In a world where threat actors move fast and the Internet evolves in a non-deterministic fashion, turning threat intelligence into automated protection has proven to be a challenge for the information security industry. While traditional threat research methods will never go away, there is an increasing need for powerful decision models that can process data in a real-time fashion and scale to incorporate increasingly-rich sources of threat intel. This talk will focus on one way to build a scalable machine learning infrastructure in real-time on a massive amount of DNS data (approximately 80B queries per day).
In this talk, we will offer a sneak peek into how OpenDNS does scalable data science. We will touch on two core components, Big Data engineering and Big Data science, and specifically how they are used to implement a real-time threat detection systems for large-scale network traffic.

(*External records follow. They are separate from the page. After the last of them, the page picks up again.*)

PR #2479, opened 2022-11-09
Add support for paying offers

thomash-acinq:
- Add a new actor paying an offer: sends an invoice request, wait for the invoice, retries if needed, pay the invoice
- Add a new database for paying offers: keeps tracks of payment attempts and their statuses


t-bast:
Is this PR really ready to review? At first glance, it does way too much whereas it should be very easy to split it into several independent and more focused PRs, for example:

- a first PR that lets users generate offers that are stored in the DB and provides APIs to view/list/delete/etc offers
- another PR that responds to `invoice_request`s
- another PR that pays offers
- (this listing is just one way to split this work, but if you see a better way to split it don't hesitate!)

This PR is also clearly lacking test coverage, especially given the amount of new code that it's adding...

thomash-acinq:
> Is this PR really ready to review?

I think it is ready but I'm waiting until I have everything so I can write tests.

> At first glance, it does way too much whereas it should be very easy to split it into several independent and more focused PRs, for example:
> 
>     * a first PR that lets users generate offers that are stored in the DB and provides APIs to view/list/delete/etc offers
> 
>     * another PR that responds to `invoice_request`s
> 
>     * another PR that pays offers
> 
>     * (this listing is just one way to split this work, but if you see a better way to split it don't hesitate!)

1 and 2 are out of scope for this PR, as the title says, it's only about paying offers, not being paid for offers. I'm not sure what made you think that it does more than that.

> This PR is also clearly lacking test coverage, especially given the amount of new code that it's adding...

That's because it's only one side of the offer. I'm waiting for the other side to test everything together.

t-bast:
> 1 and 2 are out of scope for this PR, as the title says, it's only about paying offers, not being paid for offers. I'm not sure what made you think that it does more than that.

It's the DB part that threw me off, looking at it briefly I thought that was the recipient side! I guess I don't understand why it needs a new DB, intuitively it should just use the payments DB, but I'll need to dive more into it then.

I was surprised that we couldn't split the new DB code and the new actor into separate PRs, but maybe that doesn't make sense? However anything you can do to split big PRs into smaller units will greatly speed up the pace of getting code merged, so it's worth spending time thinking about it.

> That's because it's only one side of the offer. I'm waiting for the other side to test everything together.

That's ok for e2e tests, but there is a lot of code in here that can be unit tested and shouldn't need the other side at all. But if you want to wait for have the whole feature implemented before writing the tests, that works for me, I'll wait for that before reviewing the PR.

t-bast:
I've looked more into this PR, and given what it does, I still don't think we should introduce a new DB. Is there a good reason to add it for future work that builds on top of this and that I'm not seeing yet?

The reasons I think we should avoid it are:

- DB access is the main performance bottleneck (and not a small one), so we should restrict it to things we really need to store permanently (across restarts)
- using a new DB instead of the existing `PaymentsDb` means you're not correctly [updating payment status after a restart](https://github.com/ACINQ/eclair/blob/927e1c8ad4137e3539567330e4d6af0a33a218a5/eclair-core/src/main/scala/fr/acinq/eclair/payment/relay/PostRestartHtlcCleaner.scala#L159)
- the only reason you seem to be using that DB is to be able to report progress to the user before we've received the invoice, but I'm not sure it's necessary, and even if it were, I think that should only be transient state, not persistent state

I believe you introduced this DB mostly for the last point, so we should probably discuss that one more in depth. The first thing we should decide is whether we actually want to report progress before we've received the invoice or not. If we work under the assumption that fetching the invoice should quickly succeed or quickly fail (which we actually control by setting timeouts), we can use this simpler flow:

- we receive a command to pay an offer
- we send the invoice request
- if we receive the invoice, we delegate the rest of the flow to the `PaymentInitiator` which will return a `paymentId` to the API: this can then be used exactly like normal payments to track progress (using `getsentinfo`)
- if something fails or we timeout before getting the invoice, we send an error back to the `sender`/`replyTo`

I think this flow is completely acceptable from a UX's point of view, what do you think? At least it's a leaner first version?

I think the only reason we'd want to avoid blocking the API request until we've received the invoice is if we want to support a large volume of concurrent outgoing payments, for example when running a custodial hub. But that's not a use-case we really have right now, so we can address it later depending on the needs of that hub: if for example they use a plugin instead of the API, they won't be blocked so they don't need additional work.

If it later turns out that we want the API to support a large volume of concurrent payments, we don't really need a DB for that either. We can simply have a singleton `OfferPaymentInitiator` actor that is exposed in the `kit` and will spawn the actual offer payments, and we can keep the internal state prior to receiving the invoice inside the offer payment actor state. We can then simply change `getsentinfo` to first try querying the `OfferPaymentInitiator` (which will ask the corresponding child actor for its current state, if there is a matching child), and if it returns "not found" then fallback to querying the `PaymentInitiator`?

Apart from the DB, I like how simple and concise the code is to pay an offer! :tada:

t-bast:
I haven't looked at the new changes yet, but high-level comments on your feedback.

> I've removed OfferDb, but now I don't know where to put the payerKey, we should store it somewhere.

Why don't we generate `payerKey` deterministically from our node private key? We could use HKDF with our private key and the payment ID, this way we don't have to store anything.

Otherwise if we think some scenarios require overriding that default behavior, we can simply update the `sent_payments` SQL table to add a new column for the payer key, can't we?

> Also we no longer have an easy way to list payments to a given offer.

That's a good point, that would be useful. But can't we simply add an optional `offer` column to the `sent_payments` SQL table?

eclair-core/src/main/scala/fr/acinq/eclair/db/DualDatabases.scala
```diff
@@ -10,7 +10,8 @@ import fr.acinq.eclair.db.DualDatabases.runAsync
 import fr.acinq.eclair.payment._
 import fr.acinq.eclair.payment.relay.Relayer.RelayFees
 import fr.acinq.eclair.router.Router
-import fr.acinq.eclair.wire.protocol.{ChannelAnnouncement, ChannelUpdate, NodeAddress, NodeAnnouncement}
+import fr.acinq.eclair.wire.protocol.OfferTypes.InvoiceRequest
+import fr.acinq.eclair.wire.protocol.{ChannelAnnouncement, ChannelUpdate, NodeAddress, NodeAnnouncement, OfferTypes}
```
t-bast, line 14: nit: remove changes to that file

eclair-core/src/main/scala/fr/acinq/eclair/payment/send/OfferPayment.scala
```diff
@@ -0,0 +1,185 @@
...
+import fr.acinq.eclair.wire.protocol.{OfferTypes, OnionMessagePayloadTlv, TlvStream}
+import fr.acinq.eclair.{Features, InvoiceFeature, MilliSatoshi, NodeParams, TimestampSecond, randomKey}
+
+import java.util.UUID
+import scala.util.Random
+
+object OfferPayment {
+  sealed trait Result
+
+  sealed trait Failure extends Exception with Result
```
t-bast, line 41: We should avoid using `Exception` here, and only translate to an exception in `Eclair.scala` (at the boundaries with the HTTP API, where we don't have a choice because we need to use `Future.failed`).

Note that in the longer term, we don't really need to use `Future.failed` for the API, we could always return a `Future.successful` with an error object, which would be cleaner and better for performance. But that's for a very separate refactoring!

eclair-core/src/main/scala/fr/acinq/eclair/Eclair.scala
```diff
@@ -164,6 +165,8 @@ trait Eclair {
 
   def sendOnionMessage(intermediateNodes: Seq[PublicKey], destination: Either[PublicKey, Sphinx.RouteBlinding.BlindedRoute], replyPath: Option[Seq[PublicKey]], userCustomContent: ByteVector)(implicit timeout: Timeout): Future[SendOnionMessageResponse]
 
+  def payOffer(offer: Offer, amount: MilliSatoshi, quantity: Long, externalId_opt: Option[String] = None, maxAttempts_opt: Option[Int] = None, maxFeeFlat_opt: Option[Satoshi] = None, maxFeePct_opt: Option[Double] = None, pathFindingExperimentName_opt: Option[String] = None)(implicit timeout: Timeout): Future[UUID]
```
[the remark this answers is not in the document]
thomash-acinq: Done

eclair-core/src/main/scala/fr/acinq/eclair/payment/send/OfferPayment.scala
thomash-acinq: Done

eclair-core/src/main/scala/fr/acinq/eclair/payment/send/OfferPayment.scala
```diff
@@ -0,0 +1,157 @@
...
+            Behaviors.stopped
+          } else {
+            val payerKey = randomKey()
+            val request = InvoiceRequest(offer, amount, quantity, nodeParams.features.bolt12Features(), payerKey, nodeParams.chainHash)
+            sendInvoiceRequest(nodeParams, postman, paymentInitiator, context, request, payerKey, replyTo, nodeParams.onionMessageConfig.maxAttempts, sendPaymentConfig)
+          }
+      })
+  }
+
+  val rand = new Random
```
t-bast, line 101: Instead of selecting a route at random, wouldn't it make more sense to iterate through them as we get failures, to ensure we try a different one? A simple way of doing that would be for example to replace `remainingAttempts` by `attemptNumber` (starting at 0) and using `blindedRoutes(attemptNumber % blindedRoutes.length)`.

eclair-core/src/main/resources/reference.conf
```diff
@@ -461,7 +461,10 @@ eclair {
     max-per-peer-per-second = 10
 
     # Consider a message to be lost if we haven't received a reply after that amount of time
-    reply-timeout = 20 seconds
+    reply-timeout = 5 seconds
+
+    # If we expect a reply but do not get one, retry until we reach this number of attempts
+    max-attempts = 1
```
t-bast, line 467: Wouldn't it make more sense to use a default that actually does a retry, for example 3? Especially when offers provide multiple blinded paths, it would be a waste to only try one of them...

eclair-core/src/main/scala/fr/acinq/eclair/payment/send/OfferPayment.scala
```diff
@@ -0,0 +1,157 @@
...
+                         sendPaymentConfig: SendPaymentConfig): Behavior[Command] = {
+    val destination = request.offer.contactInfo match {
+      case Left(blindedRoutes) =>
+        val blindedRoute = blindedRoutes(rand.nextInt(blindedRoutes.length))
+        OnionMessages.BlindedPath(blindedRoute)
+      case Right(nodeId) =>
+        OnionMessages.Recipient(nodeId, None, None)
+    }
+    // TODO: random choice of intermediate nodes
+    val intermediateNodes = Nil
```
t-bast, line 120: It would be nice to implement this in a follow-up PR, as directly connecting to the recipient (or the introduction node) leaks the payer's identity if it's the default behavior...what's your plan here? Making a path-finding call to the router?

eclair-core/src/test/scala/fr/acinq/eclair/payment/send/OfferPaymentSpec.scala
```diff
@@ -0,0 +1,134 @@
...
+import org.scalatest.Outcome
+import org.scalatest.funsuite.FixtureAnyFunSuiteLike
+import scodec.bits.HexStringSyntax
+
+import java.util.UUID
+import scala.concurrent.duration.DurationInt
+
+class OfferPaymentSpec extends ScalaTestWithActorTestKit(ConfigFactory.load("application")) with FixtureAnyFunSuiteLike {
+
+  case class FixtureParam(offerPayment: ActorRef[Command], nodeParams: NodeParams, postman: TypedProbe[Postman.Command], paymentInitiator: akka.testkit.TestProbe, routeParams: RouteParams)
```
t-bast, line 45: nit:
```suggestion
  case class FixtureParam(offerPayment: ActorRef[Command], nodeParams: NodeParams, postman: TypedProbe[Postman.Command], paymentInitiator: TestProbe, routeParams: RouteParams)
```

eclair-core/src/test/scala/fr/acinq/eclair/payment/send/OfferPaymentSpec.scala
```diff
@@ -0,0 +1,134 @@
...
+
+  override def withFixture(test: OneArgTest): Outcome = {
+    val nodeParams = TestConstants.Alice.nodeParams
+    val postman = TypedProbe[Postman.Command]("postman")
+    val paymentInitiator = akka.testkit.TestProbe("paymentInitiator")(system.toClassic)
```
t-bast, line 50: nit:
```suggestion
    val paymentInitiator = TestProbe("paymentInitiator")(system.toClassic)
```

eclair-core/src/test/scala/fr/acinq/eclair/payment/send/OfferPaymentSpec.scala
```diff
@@ -0,0 +1,134 @@
...
+    val paymentRoute = PaymentBlindedRoute(RouteBlinding.create(randomKey(), Seq(merchantKey.publicKey), Seq(hex"7777")).route, PaymentInfo(0 msat, 0, CltvExpiryDelta(0), 0 msat, 1_000_000_000 msat, Features.empty))
+    val invoice = Bolt12Invoice(invoiceRequest, preimage, merchantKey, 1 minute, Features.empty, Seq(paymentRoute))
+    replyTo ! Postman.Response(FinalPayload(TlvStream(OnionMessagePayloadTlv.Invoice(invoice.records)), TlvStream.empty))
+    val send = paymentInitiator.expectMsgType[SendPaymentToNode]
+    assert(send.invoice == invoice)
+
+    val paymentId = UUID.randomUUID()
+    send.replyTo ! paymentId
+    val uuid = probe.expectMsgType[UUID]
+    assert(uuid == paymentId)
```
t-bast, line 85: This isn't testing anything is it? You're both sending the message and verifying you receive it inside the test...I believe you can just remove these 4 lines.

eclair-core/src/test/scala/fr/acinq/eclair/payment/send/OfferPaymentSpec.scala
```diff
@@ -0,0 +1,134 @@
...
+    for (i <- 1 to nodeParams.onionMessageConfig.maxAttempts) {
+      val Postman.SendMessage(_, Recipient(recipientId, _, _), _, message, replyTo, _) = postman.expectMessageType[Postman.SendMessage]
+      assert(recipientId == merchantKey.publicKey)
+      assert(message.get[OnionMessagePayloadTlv.InvoiceRequest].nonEmpty)
+      val Right(invoiceRequest) = InvoiceRequest.validate(message.get[OnionMessagePayloadTlv.InvoiceRequest].get.tlvs)
+      assert(invoiceRequest.isValidFor(offer))
+      replyTo ! Postman.NoReply
+    }
+    probe.expectMsg(NoInvoice)
+    paymentInitiator.expectNoMessage()
```
t-bast, line 107: Always specify a duration in `expectNoMessage`, otherwise the default seems to be 500ms which can quickly aggregate and slow down the test suite for no good reason since we have thousands of tests...

```suggestion
    paymentInitiator.expectNoMessage(50 millis)
```

eclair-core/src/test/scala/fr/acinq/eclair/payment/send/OfferPaymentSpec.scala
```diff
@@ -0,0 +1,134 @@
...
+    assert(message.get[OnionMessagePayloadTlv.InvoiceRequest].nonEmpty)
+    val Right(invoiceRequest) = InvoiceRequest.validate(message.get[OnionMessagePayloadTlv.InvoiceRequest].get.tlvs)
+
+    val preimage = randomBytes32()
+    val paymentRoute = PaymentBlindedRoute(RouteBlinding.create(randomKey(), Seq(merchantKey.publicKey), Seq(hex"7777")).route, PaymentInfo(0 msat, 0, CltvExpiryDelta(0), 0 msat, 1_000_000_000 msat, Features.empty))
+    val invoice = Bolt12Invoice(invoiceRequest, preimage, randomKey(), 1 minute, Features.empty, Seq(paymentRoute))
+    replyTo ! Postman.Response(FinalPayload(TlvStream(OnionMessagePayloadTlv.Invoice(invoice.records)), TlvStream.empty))
+
+    probe.expectMsgType[InvalidInvoice]
+    paymentInitiator.expectNoMessage()
```
t-bast, line 130:
```suggestion
    paymentInitiator.expectNoMessage(50 millis)
```

t-bast (commented):
Looks mostly good to me, some minor comments (please don't rebase, just add new commits to fix those comments).

What's the status of e2e tests with cln? It would be good to know where we stand on cross-compatibility before merging this.

eclair-core/src/main/scala/fr/acinq/eclair/db/pg/PgPaymentsDb.scala
```diff
@@ -71,18 +71,23 @@ class PgPaymentsDb(implicit ds: DataSource, lock: PgLock) extends PaymentsDb wit
...
-          statement.executeUpdate("CREATE TABLE payments.sent (id TEXT NOT NULL PRIMARY KEY, parent_id TEXT NOT NULL, external_id TEXT, payment_hash TEXT NOT NULL, payment_preimage TEXT, payment_type TEXT NOT NULL, amount_msat BIGINT NOT NULL, fees_msat BIGINT, recipient_amount_msat BIGINT NOT NULL, recipient_node_id TEXT NOT NULL, payment_request TEXT, payment_route BYTEA, failures BYTEA, created_at TIMESTAMP WITH TIME ZONE NOT NULL, completed_at TIMESTAMP WITH TIME ZONE)")
+          statement.executeUpdate("CREATE TABLE payments.sent (id TEXT NOT NULL PRIMARY KEY, parent_id TEXT NOT NULL, external_id TEXT, payment_hash TEXT NOT NULL, payment_preimage TEXT, payment_type TEXT NOT NULL, amount_msat BIGINT NOT NULL, fees_msat BIGINT, recipient_amount_msat BIGINT NOT NULL, recipient_node_id TEXT NOT NULL, payment_request TEXT, offer_id TEXT, payer_key TEXT, payment_route BYTEA, failures BYTEA, created_at TIMESTAMP WITH TIME ZONE NOT NULL, completed_at TIMESTAMP WITH TIME ZONE)")
```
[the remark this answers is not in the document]
t-bast: They are, we should add them only for operations that will require frequent reads that filter on those fields, but that's really the case here, isn't it? Since we index on `payment_hash`, we must also index on `offer_id`, otherwise it wouldn't be consistent?

eclair-core/src/main/scala/fr/acinq/eclair/payment/send/OfferPayment.scala
t-bast: Right, that's something we'll need to add to the graph: we're missing feature bits associated to edges and/or vertices. That's something we'll also need when we do PTLCs, we'll need to know which edges can relay PTLC payments, so at some point we'll need to update our `Graph` data to contain those.

t-bast (dismissed):

t-bast:
What's the status of e2e tests with cln? It would be good to know where we stand on cross-compatibility before merging this.

thomash-acinq:
Tests with CLN are successful, I was able to pay a CLN offer from eclair and an eclair offer from CLN. There were two small incompatibilities that are fixed in e8ff99c:
- the format for the reply path had changed in the spec
- we used to require an encrypted_recipient_data for onion messages but it does not really make sense when you send a message to a public node

t-bast (approved):
LGTM!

To begin, we will detail Avalanche, a stream processing framework that helps OpenDNS data scientists create their own data processing pipelines using a modular graph-oriented representation. Each node acts as a data stream processor running as a process, thread or EC2 instance. In this graph database, the edges represent streaming channels connecting the different inputs and outputs of the nodes. The whole data pipeline can then easily be scaled and deployed to hundreds of instances in an AWS cloud.
The Avalanche project's paradigm is to translate the approach that the finance world has been using for decades in high frequency or quantitative trading and apply it to traffic analysis. Applying intelligent detection models as close as possible to the data source holds the key to build a truly predictive security system, one where requests are classified and filtered on the fly. In our particular case at OpenDNS, we see a strong interest in integrating such a detection pipeline at the resolver level.
We will next discuss how we integrate our statistical model NLP-Rank (a model that does large scale phishing detection) with Avalanche, and show some benchmarks. At its core, NLP-Rank is a fraud detection system that applies machine learning to the HTML content of a domain's web page to extract relevant terms and identify whether the content is potentially malicious or not. In this sense we are automating the security analyst's decision-making process in judging whether a website is legitimate or not. Typically when an analyst performs a review for a domain or URL in question, the analyst visits the site in a TOR browser, analyzes the content, and identifies the themes/summarize the page before deciding whether it's a fake or a false positive.
In this talk, we will describe how we have automated this process at OpenDNS. We will also discuss the unique characteristics of NLP-Rank, including its machine learning techniques. Additionally, we will discuss the design and implementation of our phishing classification system. We will provide an overview of data preprocessing techniques and the information retrieval/natural language processing techniques used by our classifier. We will then discuss how Avalanche manages the results of NLP-Rank, how we add those results to our blocklists and our corpus, and Avalanche's overall performance.